The etymology of Byzantium is unknown. It has been suggested that the name is of Thracian origin. It may be derived from the Thracian personal name Byzas which means "he-goat". Ancient Greek legend refers to the Greek king Byzas, the leader of the Megarian colonists and founder of the city. The name Lygos for the city, which likely corresponds to an earlier Thracian settlement, is mentioned by Pliny the Elder in his Natural History.

Byzántios, plural Byzántioi (, ; adjective the same) referred to Byzantion's inhabitants, also used as an ethnonym for the people of the city and as a family name. In the Middle Ages, Byzántion was also a synecdoche for the eastern Roman Empire. (An ellipsis of ). Byzantinós (, ) denoted an inhabitant of the empire. The Anglicization of Latin Byzantinus yielded "Byzantine", with 15th and 16th century forms including Byzantin, Bizantin(e), Bezantin(e), and Bysantin as well as Byzantian and Bizantian.

The name Byzantius and Byzantinus were applied from the 9th century to gold Byzantine coinage, reflected in the French besant (d'or), Italian bisante, and English besant, byzant, or bezant. The English usage, derived from Old French besan (pl. besanz), and relating to the coin, dates from the 12th century.

Later, the name Byzantium became common in the West to refer to the Eastern Roman Empire, whose capital was Constantinople. As a term for the east Roman state as a whole, Byzantium was introduced by the historian Hieronymus Wolf only in 1555, a century after the last remnants of the empire, whose inhabitants continued to refer to their polity as the Roman Empire (), had ceased to exist.
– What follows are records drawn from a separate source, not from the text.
PR #5793, opened 2018-07-31
Do not run tests twice after editing a file

### LINKED ISSUE #2639: `jest --watch` runs tests twice after editing a file

Run `yarn test`, edit a file.

### What happened?

Sometimes the tests are run twice

They should only be run once for each file change

This is happening because our [WebpackIsomorphicToolsPlugin](https://github.com/mozilla/addons-frontend/blob/65d4e802edad8b78f0df955e363ef38214179c5d/webpack.prod.config.babel.js#L52) auto-generates a `webpack-assets.json` file. The change to this file triggers a second test run.

It is not yet possible to [ignore changes to this file](https://github.com/facebook/jest/issues/3923) and I haven't found a good workaround yet.

willdurand:
Fix #2639

---

I find this behavior annoying and found the GH issue last night, so here is a patch.
I hooked into the Jest process to see which files were triggering a re-run.

### DIFF
--- a/jest.config.js
+++ b/jest.config.js
@@ -38,5 +38,9 @@ module.exports = {
     'jest-watch-typeahead/filename',
     'jest-watch-typeahead/testname',
   ],
+  watchPathIgnorePatterns: [
+    '<rootDir>/bin/server.js',
+    '<rootDir>/webpack-assets.json',
+  ],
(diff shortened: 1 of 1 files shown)


kumar303:
Thanks!

PR #5795, opened 2018-07-31
Fix CSS order

### LINKED ISSUE #3565: Normalize is included in the middle of the CSS bundle
Since our style is fairly heavily specified I'm not sure how much this is a problem but normalize is not currently included at the top of our stylesheet.

willdurand:
Fix #3565

---

Please read: https://github.com/mozilla/addons-frontend/issues/3565#issuecomment-409204307


muffinresearch:
Ah good detective work there!

doff

PR #5803, opened 2018-07-31
Rename denormalizeReview() to createInternalReview()

### LINKED ISSUE #3219: Rename denormalizeReview() to createInternalReview()

willdurand:
Fix #3219

### DIFF
--- a/src/amo/actions/reviews.js
+++ b/src/amo/actions/reviews.js
@@ -40,7 +40,7 @@ export type UserReviewType = {|
   versionId: number | null,
 |};
 
-export function denormalizeReview(
+export function createInternalReview(
   review: ExternalReviewType | ExternalReviewReplyType,
 ): UserReviewType {
   return {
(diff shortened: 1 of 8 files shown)


kumar303:
🌈 🍉 🍭 🍓

PR #5804, opened 2018-07-31
Move createInternalReview() into the reduce

### LINKED ISSUE #3342: Move denormalizeReview() / createInternalReview() into the reducer
The `denormalizeReview()` function (which will get renamed to `createInternalReview()` in https://github.com/mozilla/addons-frontend/issues/3219) is called in an action creator. It is bad practice to add this kind of logic to action creators because action functions are not replayable. In other words, hypothetically, we would not be able to reproduce a user reported bug in this function. We should always move logic like this to the reducer.

willdurand:
Fix #3342

---

Do not use `createInternalReview()` into an action creator.


src/amo/reducers/reviews.js
```diff
@@ -313,6 +316,21 @@ export default function reviewsReducer(
     }
     case SET_REVIEW: {
       const { payload } = action;
+      const review = createInternalReview(payload);
+
+      return {
+        ...state,
+        byId: storeReviewObjects({ state, reviews: [review] }),
+        byUserId: {
```
kumar303: It's a shame that this is a duplication of the `SET_INTERNAL_REVIEW` case. However, I don't see a clean way to DRY it up. People complain about how Redux paradigms can be hard to encapsulate in abstractions and this is one such example.

Unless you have an idea for how to abstract this cleanly, you'll need to add test coverage for the `SET_INTERNAL_REVIEW` case by copying [this test](https://github.com/mozilla/addons-frontend/blob/5cdc08bf0cccb083f487aed8de70e449b37cd0b6/tests/unit/amo/reducers/testReviews.js#L109). If I comment it out in your current patch, the tests pass.

tests/unit/amo/components/TestAddonReview.js
```diff
@@ -444,20 +443,5 @@ describe(__filename, () => {
...
       });
     });
-
-    describe('setDenormalizedReview', () => {
-      it('dispatches a setReview action', () => {
-        const review = {
-          ...defaultReview,
-          body: 'some body',
-        };
-        actions.setDenormalizedReview(review);
```
kumar303: We still need this test because it covers how the component [exposes a function](https://github.com/mozilla/addons-frontend/blob/5cdc08bf0cccb083f487aed8de70e449b37cd0b6/src/amo/components/AddonReview/index.js#L283) for dispatching the action.

It's odd way to write a component. I believe it was originally done this way for ease of testing in a world that predated `shallowUntilTarget` (where `sinon.stub(store, 'dispatch')` was not an option).

src/amo/reducers/reviews.js
willdurand: I could extract the common logic into a function at least.

I tried to use the same action, looking for `userId` in the `payload` to determine whether `createInternalReview()` was needed, but Flow complained.

src/amo/reducers/reviews.js
```diff
@@ -227,12 +229,32 @@ export const selectLatestUserReview = ({
   return selectReview(reviewsState, userReviewId);
 };
 
+// This is used in the SET_REVIEW and SET_INTERNAL_REVIEW cases.
```
kumar303: Do you think this comment is necessary? Usually when I want to see where a function is used I just search for it. Comments like tend to go stale quickly, too.

src/amo/reducers/reviews.js
```diff
@@ -227,12 +229,32 @@ export const selectLatestUserReview = ({
...
+const addReviewInState = ({
```
kumar303: nit: this would read a bit better as `addReviewToState`

src/amo/reducers/reviews.js
```diff
@@ -313,15 +335,14 @@ export default function reviewsReducer(
...
-        byId: storeReviewObjects({ state, reviews: [payload] }),
-        byUserId: {
-          ...state.byUserId,
-          // This will trigger a refresh from the server.
-          [payload.userId]: undefined,
-        },
-      };
+      const review = createInternalReview(payload);
+
+      return addReviewInState({ state, review });
```
kumar303: Actually, yeah, this abstraction totally works 😃 I'm not sure why I thought it wouldn't.

tests/unit/amo/reducers/testReviews.js
```diff
@@ -124,6 +132,32 @@ describe(__filename, () => {
     expect(state.byUserId[userId]).not.toBeDefined();
   });
 
+  it('resets the byUserId data when adding an internal review', () => {
```
kumar303: When you factor out a shared piece of logic (e.g. `addReviewInState()`) you have two options:
1. Duplicate the tests to cover the shared logic in every place you depend on it
2. Add unit tests for the new shared function and use a sinon mock to *guarantee* the function is getting called correctly

You have taken the duplication approach here but I'd rather see you move to the second option.

First, you'll need to set it up for dependency injection:

```diff
diff --git a/src/amo/reducers/reviews.js b/src/amo/reducers/reviews.js
index 0b629a179..b11445a46 100644
--- a/src/amo/reducers/reviews.js
+++ b/src/amo/reducers/reviews.js
@@ -230,7 +230,7 @@ export const selectLatestUserReview = ({
 };
 
 // This is used in the SET_REVIEW and SET_INTERNAL_REVIEW cases.
-const addReviewInState = ({
+export const addReviewInState = ({
   state,
   review,
 }: {|
@@ -266,6 +266,9 @@ type ReviewActionType =
 export default function reviewsReducer(
   state: ReviewsState = initialState,
   action: ReviewActionType,
+  {
+    _addReviewInState = addReviewInState,
+  }: {| _addReviewInState: typeof addReviewInState |} = {},
 ) {
   switch (action.type) {
     case SEND_REPLY_TO_REVIEW:
@@ -337,12 +340,12 @@ export default function reviewsReducer(
       const { payload } = action;
       const review = createInternalReview(payload);
 
-      return addReviewInState({ state, review });
+      return _addReviewInState({ state, review });
     }
     case SET_INTERNAL_REVIEW: {
       const { payload } = action;
 
-      return addReviewInState({ state, review: payload });
+      return _addReviewInState({ state, review: payload });
     }
     case SET_REVIEW_REPLY: {
       const reviewId = action.payload.originalReviewId;
```

Next, add unit tests for `addReviewInState()` and give yourself two test cases for `SET_REVIEW` and `SET_INTERNAL_REVIEW` with mock functions to make sure it's used.

willdurand: 😞

tests/unit/amo/components/TestAddonReview.js
```diff
@@ -445,17 +445,17 @@ describe(__filename, () => {
...
           ...defaultReview,
           body: 'some body',
         };
-        actions.setDenormalizedReview(review);
+        actions.setInternalReview(review);
 
         sinon.assert.called(dispatch);
         const action = dispatch.firstCall.args[0];
-        expect(action.type).toEqual(SET_REVIEW);
+        expect(action.type).toEqual(SET_INTERNAL_REVIEW);
```
kumar303: You could clean this up while you're in here but no big deal.

```js
sinon.assert.calledWith(dispatch, setInternalReview(review));
```

willdurand: ah yes, makes sense

PR #5811, opened 2018-08-01
Use uglifyjs-webpack-plugin

### LINKED ISSUE #5796: Upgrade uglify to cope with es6 code
The uglify we are currently using cannot handle non-es5 code. 

To fix this we will need to use uglify-es in place of uglify. This is only a problem if a npm package contains non-transpiled code.

We previously made this change in https://github.com/mozilla/addons-frontend/pull/4868 but it had to be reverted because webpack produced hashes that were the same even though the content of the files changed.

We'll need to understand why this occurred and we might need to make a change to ensure that hashes are different - a provision for that is here if we need it as a last resort:

https://github.com/mozilla/addons-frontend/blob/bcae92c4ce3bef0cdbfdfec708d7c667d998f139/bin/build-locales#L83

willdurand:
Fix #5796

---

I tried to build the `amo` app and could not get the same hashes when
introducing a change in the source code. I was not able to reproduce
the original issue, but I am optimistic :smile:

This PR will allow us to compile not-only-ES5 code!

### DIFF
--- a/webpack.prod.config.babel.js
+++ b/webpack.prod.config.babel.js
@@ -4,7 +4,6 @@ import path from 'path';
 import config from 'config';
 import ExtractTextPlugin from 'extract-text-webpack-plugin';
 import SriPlugin from 'webpack-subresource-integrity';
-import webpack from 'webpack';
 import WebpackIsomorphicToolsPlugin from 'webpack-isomorphic-tools/plugin';
 import UglifyJsPlugin from 'uglifyjs-webpack-plugin';
 
--- a/webpack.prod.config.babel.js
+++ b/webpack.prod.config.babel.js
@@ -6,6 +6,7 @@ import ExtractTextPlugin from 'extract-text-webpack-plugin';
 import SriPlugin from 'webpack-subresource-integrity';
 import webpack from 'webpack';
 import WebpackIsomorphicToolsPlugin from 'webpack-isomorphic-tools/plugin';
+import UglifyJsPlugin from 'uglifyjs-webpack-plugin';
 
 import SriDataPlugin from './src/core/server/sriDataPlugin';
 import { getPlugins, getRules } from './webpack-common';
@@ -45,11 +46,14 @@ export default {
       allChunks: true,
     }),
     // optimizations
-    new webpack.optimize.UglifyJsPlugin({
-      sourceMap: true,
-      comments: false,
-      compress: {
-        drop_console: true,
+    new UglifyJsPlugin({
+      uglifyOptions: {
+        output: {
+          comments: false,
+        },
+        compress: {
+          drop_console: true,
+        },
       },
     }),
     new WebpackIsomorphicToolsPlugin(webpackIsomorphicToolsConfig),
--- a/webpack.prod.config.babel.js
+++ b/webpack.prod.config.babel.js
@@ -46,6 +46,8 @@ export default {
     }),
     // optimizations
     new UglifyJsPlugin({
+      // Do not change these options without busting the cache.
+      // See: https://github.com/mozilla/addons-frontend/issues/5796
       uglifyOptions: {
         output: {
           comments: false,
--- a/bin/build-locales
+++ b/bin/build-locales
@@ -80,7 +80,7 @@ for (const appName of appsBuildList) {
 
     // This is used to force cache-busting of the JS via changing all locale JS.
     // DO NOT REMOVE! See https://github.com/mozilla/addons-frontend/issues/4927
-    localeObject._cacheBust = '2018.05.04';
+    localeObject._cacheBust = '2018.08.02';
 
     fs.writeFileSync(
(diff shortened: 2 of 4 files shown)


muffinresearch:
For "belt and braces" would it be worth bumping the date for cache-busting purposes? Last time the problems didn't show up until production and then it was too late. 

Did you also check the hashes vs contents of the locale files?

willdurand:
> For "belt and braces" would it be worth bumping the date for cache-busting purposes? Last time the problems didn't show up until production and then it was too late.

Does that mean -dev and -stage were not affected? If so, then I'd like to refrain my positivity. What does this date do exactly?

> Did you also check the hashes vs contents of the locale files?

I did and hashes were different.

muffinresearch:
> Does that mean -dev and -stage were not affected? If so, then I'd like to refrain my positivity. What does this date do exactly?

I added a link in my comment above - see https://github.com/mozilla/addons-frontend/blob/3701a9a3afb85a3571435dc97c4f28d9f7a07efa/bin/build-locales#L83 - by modifying this it causes the file-name to be different on all JS because the core files include the locale references. Changing the object in the locale also changes the content of every locale file too, so it's a hack that quickly ensures the hashes will be different for every JS file.

Updating that might be worth doing since it should exclude any possibility of the hashes being wrong and a client receiving cached statics. That said if you can see a place where they fixed something between the time we had this issue and if we're very confident this might be unnecessary - however, the way I see it there's no real problem in busting the cache this way especially if this update looks to be changing all the hashes anyway.

willdurand:
> Did you also check the hashes vs contents of the locale files?

STR:

1. checkout the `uglify` branch
2. `yarn install`
3. `NODE_APP_INSTANCE=amo NODE_ENV=production yarn build`
4. it will build the app in `dist/`, save the list of files somewhere
5. Now make a change in a locale file, and then repeat 3. and 4.

```
// version without a change
-rw-r--r-- 1 williamdurand  53K Aug  1 18:07 dist/amo-i18n-fr-b27f34a7d45d720bb6a7.js

// version with a change
-rw-r--r-- 1 williamdurand  53K Aug  1 18:10 dist/amo-i18n-fr-02ba1110a58b16afc47c.js
```

willdurand:
> - by modifying this it causes the file-name to be different on all JS because the core files include the locale references. Changing the object in the locale also changes the content of every locale file too, so it's a hack that quickly ensures the hashes will be different for every JS file.
> 
> Updating that might be worth doing since it should exclude any possibility of the hashes being wrong and a client receiving cached statics. That said if you can see a place where they fixed something between the time we had this issue and if we're very confident this might be unnecessary - however, the way I see it there's no real problem in busting the cache this way especially if this update looks to be changing all the hashes anyway.

What if we remove this magic line? That should also change the hashes, no?

muffinresearch:
> What if we remove this magic line? That should also change the hashes, no?

It would but I'd be inclined to leave it in case we need it again in the future.

willdurand:
ohhhh I see.

One question though: if the dist content changes but the source is exactly the same, why would it be a problem? It could be due to some optimizations for instance. For example, if the hash is calculated based on the source file (that would be weird and it is unlikely but not so much an issue).

muffinresearch:
> One question though: if the dist content changes but the source is exactly the same, why would it be a problem? It could be due to some optimizations for instance. For example, if the hash is calculated based on the source file (that would be weird and it is unlikely but not so much an issue).

The problem before was that it broke SRI (subresource integrity) because the cached files were loaded but didn't match the new SRI hashes, and this caused some of the webpack code to throw because it couldn't load files. So it's very important we don't ship something with same webpack generated filenames which contains modified content.

willdurand:
> The problem before was that it broke SRI (subresource integrity) because the cached files were loaded but didn't match the new SRI hashes, and this caused some of the webpack code to throw because it couldn't load files. So it's very important we don't ship something with same webpack generated filenames which contains modified content.

Ah ok, I understand now.

willdurand:
@muffinresearch so shasum are different before and after this patch, but filenames remain the same.

I believe we would get the same outcome if we wanted to change the uglify config though. Not sure if there is a real issue there, besides the SRI you mentioned. What I mean is that if we want to upgrade to uglify-es and/or change the uglify config, we'll have to invalidate the cache manually (using a new `_cacheBust` date).

muffinresearch:
@willdurand yep I think it's fine as long as we bump the cache-bust date. As you say presumably the webpack filenames are derived from the source which is why this happens.

webpack.prod.config.babel.js
```diff
@@ -45,11 +45,14 @@ export default {
       allChunks: true,
     }),
     // optimizations
-    new webpack.optimize.UglifyJsPlugin({
-      sourceMap: true,
-      comments: false,
-      compress: {
-        drop_console: true,
+    new UglifyJsPlugin({
```
muffinresearch: Would be good to add a comment here saying not to make changes without busting the cache.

Other places were historically known as Byzántion (Βυζάντιον) – a city in Libya mentioned by Stephanus of Byzantium and another on the western coast of India referred to by the Periplus of the Erythraean Sea; in both cases the names were probably adaptations of names in local languages. Faustus of Byzantium was from a city of that name in Cilicia.

History

The origins of Byzantium are shrouded in legend. Tradition says that Byzas of Megara (a city-state near Athens) founded the city when he sailed northeast across the Aegean Sea. The date is usually given as 667 BC on the authority of Herodotus, who states the city was founded 17 years after Chalcedon. Eusebius, who wrote almost 800 years later, dates the founding of Chalcedon to 685/4 BC, but he also dates the founding of Byzantium to 656 BC (or a few years earlier depending on the edition). Herodotus' dating was later favored by Constantine the Great, who celebrated Byzantium's 1000th anniversary between the years 333 and 334.   

Byzantium was mainly a trading city due to its location at the Black Sea's only entrance. Byzantium later conquered Chalcedon, across the Bosphorus on the Asiatic side.

The city was taken by the Persian Empire at the time of the Scythian campaign (513 BC) of King Darius I (r. 522–486 BC), and was added to the administrative province of Skudra. Though Achaemenid control of the city was never as stable as compared to other cities in Thrace, it was considered, alongside Sestos, to be one of the foremost Achaemenid ports on the European coast of the Bosphorus and the Hellespont.

Byzantium was besieged by Greek forces during the Peloponnesian War. As part of Sparta's strategy for cutting off grain supplies to Athens during their siege of Athens, Sparta took control of the city in 411 BC, to bring the Athenians into submission. The Athenian military later retook the city in 408 BC, when the Spartans had withdrawn following their settlement.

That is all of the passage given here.